I think this line becomes heavily blurred in a democratic society where laws
are authentic expressions of people's preference for how their society should
be ordered. The laws surrounding marriage being the obvious prototype.

You can see the proposals to abolish marriage in the wake of the French
Revolution as a recognition it is the ultimate intrusion of the state (and
Church) into deeply private affairs, but one which we as a society tolerate
due to long practice and because we ultimate recognize that the necessary
_freedom to enter into a binding commitment_ is more valuable than, say, the
freedom to be able to change your mind at any time (modern, unilateral no-
fault divorce notwithstanding).

I agree that the way freedom is defined strongly matters and I attacked a bit
of a strawman, but one that represents a trend. A naive conception of freedom,
where all rules, traditions, and authorities are seen as inherently limiting,
ultimately leads to normlessness and anomie.

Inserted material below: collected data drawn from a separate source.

PR #643, opened 2024-07-11
MVP-5118 - Fix invalid TG & Email error disappearing after the window…

kaan-notifi:
Fix email and Telegram input validation and error persistence

This PR addresses issues with email and Telegram input validation and error persistence in the NotifiTargetContext. The changes improve the user experience by clearing errors for empty inputs and maintaining validation state on refresh and window refocus in between switching tabs.

Key changes:
- Add email and Telegram validation functions with proper handling of empty inputs
- Update `updateTargetInputs` function to apply validation for email and Telegram inputs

I'd say that what many modern societies lack are meaningful commitments,
freely entered (strong, cohesive communities being one aspect).

------
headsoup
To me the greatest issue with the Facebook 'community' is that it is the
conglomeration (the umbrella) of sub-communities which, in not being a
Facebook member, excludes me from accessing any of them. It's basically like
having to obtain a passport just to enter the neighbouring town's pub.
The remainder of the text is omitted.